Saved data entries
####
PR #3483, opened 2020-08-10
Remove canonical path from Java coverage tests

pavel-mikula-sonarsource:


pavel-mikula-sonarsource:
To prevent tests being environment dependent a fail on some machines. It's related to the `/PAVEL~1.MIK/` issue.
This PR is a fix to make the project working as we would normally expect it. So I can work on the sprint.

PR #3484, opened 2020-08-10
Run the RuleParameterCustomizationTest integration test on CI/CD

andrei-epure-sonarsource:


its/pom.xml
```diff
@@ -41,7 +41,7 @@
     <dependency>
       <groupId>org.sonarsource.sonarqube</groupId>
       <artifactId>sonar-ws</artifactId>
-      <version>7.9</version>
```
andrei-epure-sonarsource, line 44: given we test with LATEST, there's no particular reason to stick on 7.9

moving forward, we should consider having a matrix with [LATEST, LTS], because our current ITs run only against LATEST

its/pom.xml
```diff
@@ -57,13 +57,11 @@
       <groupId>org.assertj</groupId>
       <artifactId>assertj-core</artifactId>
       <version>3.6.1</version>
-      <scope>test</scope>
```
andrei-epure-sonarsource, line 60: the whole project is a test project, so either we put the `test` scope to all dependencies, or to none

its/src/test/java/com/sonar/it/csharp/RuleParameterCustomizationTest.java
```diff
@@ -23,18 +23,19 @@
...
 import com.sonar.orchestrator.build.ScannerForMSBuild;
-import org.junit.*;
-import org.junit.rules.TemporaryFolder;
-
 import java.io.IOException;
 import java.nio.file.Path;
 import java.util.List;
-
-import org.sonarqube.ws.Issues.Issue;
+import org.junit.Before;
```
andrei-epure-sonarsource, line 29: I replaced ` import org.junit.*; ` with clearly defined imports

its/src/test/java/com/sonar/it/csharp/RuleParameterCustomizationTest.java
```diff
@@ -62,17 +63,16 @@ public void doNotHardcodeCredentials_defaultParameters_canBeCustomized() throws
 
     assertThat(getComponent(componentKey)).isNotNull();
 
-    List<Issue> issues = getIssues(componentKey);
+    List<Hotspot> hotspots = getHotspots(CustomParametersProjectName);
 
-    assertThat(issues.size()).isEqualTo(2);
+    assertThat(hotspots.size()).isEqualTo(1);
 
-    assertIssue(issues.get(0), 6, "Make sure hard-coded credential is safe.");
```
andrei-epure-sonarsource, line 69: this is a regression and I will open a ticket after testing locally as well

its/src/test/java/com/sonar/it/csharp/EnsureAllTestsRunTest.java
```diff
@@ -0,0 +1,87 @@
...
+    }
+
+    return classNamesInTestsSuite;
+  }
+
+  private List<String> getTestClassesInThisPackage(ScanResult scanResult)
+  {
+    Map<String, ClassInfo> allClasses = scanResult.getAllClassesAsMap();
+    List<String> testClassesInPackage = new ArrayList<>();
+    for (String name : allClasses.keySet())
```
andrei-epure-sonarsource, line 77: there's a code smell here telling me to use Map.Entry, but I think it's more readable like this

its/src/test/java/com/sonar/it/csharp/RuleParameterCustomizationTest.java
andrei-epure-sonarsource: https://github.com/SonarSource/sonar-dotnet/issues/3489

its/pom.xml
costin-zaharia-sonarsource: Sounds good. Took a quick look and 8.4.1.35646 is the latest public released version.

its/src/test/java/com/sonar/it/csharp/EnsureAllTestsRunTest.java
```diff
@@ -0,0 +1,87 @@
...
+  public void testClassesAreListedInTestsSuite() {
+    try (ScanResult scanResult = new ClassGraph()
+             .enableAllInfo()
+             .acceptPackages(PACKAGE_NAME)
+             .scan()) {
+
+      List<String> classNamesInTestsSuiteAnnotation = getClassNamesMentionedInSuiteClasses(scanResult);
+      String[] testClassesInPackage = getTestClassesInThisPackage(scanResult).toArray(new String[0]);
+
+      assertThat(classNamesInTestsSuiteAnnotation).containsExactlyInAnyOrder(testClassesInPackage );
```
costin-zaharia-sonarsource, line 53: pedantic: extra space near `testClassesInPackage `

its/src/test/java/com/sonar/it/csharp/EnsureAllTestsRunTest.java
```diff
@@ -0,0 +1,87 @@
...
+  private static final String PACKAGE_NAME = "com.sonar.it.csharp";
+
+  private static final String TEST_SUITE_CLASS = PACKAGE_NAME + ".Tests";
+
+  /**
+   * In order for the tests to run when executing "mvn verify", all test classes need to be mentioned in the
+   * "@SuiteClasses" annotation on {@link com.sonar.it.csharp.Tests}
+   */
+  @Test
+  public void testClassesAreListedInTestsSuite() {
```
####
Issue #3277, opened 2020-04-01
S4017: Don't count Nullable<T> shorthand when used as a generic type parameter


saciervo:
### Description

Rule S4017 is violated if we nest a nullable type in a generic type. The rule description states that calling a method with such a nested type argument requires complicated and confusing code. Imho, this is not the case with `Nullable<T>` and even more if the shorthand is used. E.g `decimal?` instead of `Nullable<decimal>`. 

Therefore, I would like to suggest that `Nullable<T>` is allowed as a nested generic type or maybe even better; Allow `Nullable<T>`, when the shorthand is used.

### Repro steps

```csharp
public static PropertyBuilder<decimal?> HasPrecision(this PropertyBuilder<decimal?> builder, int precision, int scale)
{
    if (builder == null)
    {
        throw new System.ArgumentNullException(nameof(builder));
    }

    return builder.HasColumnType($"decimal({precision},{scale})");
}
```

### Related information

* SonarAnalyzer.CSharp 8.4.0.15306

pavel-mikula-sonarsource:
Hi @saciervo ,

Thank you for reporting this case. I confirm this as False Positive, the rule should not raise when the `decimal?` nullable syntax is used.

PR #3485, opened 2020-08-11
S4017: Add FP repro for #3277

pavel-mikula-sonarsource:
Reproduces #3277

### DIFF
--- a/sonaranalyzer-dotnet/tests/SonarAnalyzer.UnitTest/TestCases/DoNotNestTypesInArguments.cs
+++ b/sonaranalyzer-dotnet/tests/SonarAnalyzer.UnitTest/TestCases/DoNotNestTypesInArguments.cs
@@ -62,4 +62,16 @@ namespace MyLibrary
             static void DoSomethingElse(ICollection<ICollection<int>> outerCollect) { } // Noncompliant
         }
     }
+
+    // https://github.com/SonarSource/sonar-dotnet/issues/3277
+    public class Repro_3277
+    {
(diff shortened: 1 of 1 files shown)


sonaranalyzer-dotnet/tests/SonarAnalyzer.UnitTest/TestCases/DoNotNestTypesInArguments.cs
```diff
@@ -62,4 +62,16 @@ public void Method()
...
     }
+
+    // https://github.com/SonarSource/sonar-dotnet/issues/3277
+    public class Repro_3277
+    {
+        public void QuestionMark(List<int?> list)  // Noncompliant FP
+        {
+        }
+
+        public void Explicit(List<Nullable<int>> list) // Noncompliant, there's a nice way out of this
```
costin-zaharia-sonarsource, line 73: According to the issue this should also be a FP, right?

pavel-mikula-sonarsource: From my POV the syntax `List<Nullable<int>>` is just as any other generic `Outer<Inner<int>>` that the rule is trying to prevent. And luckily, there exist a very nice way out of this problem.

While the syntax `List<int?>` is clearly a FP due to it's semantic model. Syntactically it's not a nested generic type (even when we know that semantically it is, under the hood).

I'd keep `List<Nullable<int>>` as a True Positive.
####
_The task:_
Every line above that holds the word "scale" needs to be copied.

_Output of the exercise:_
public static PropertyBuilder<decimal?> HasPrecision(this PropertyBuilder<decimal?> builder, int precision, int scale)
    return builder.HasColumnType($"decimal({precision},{scale})");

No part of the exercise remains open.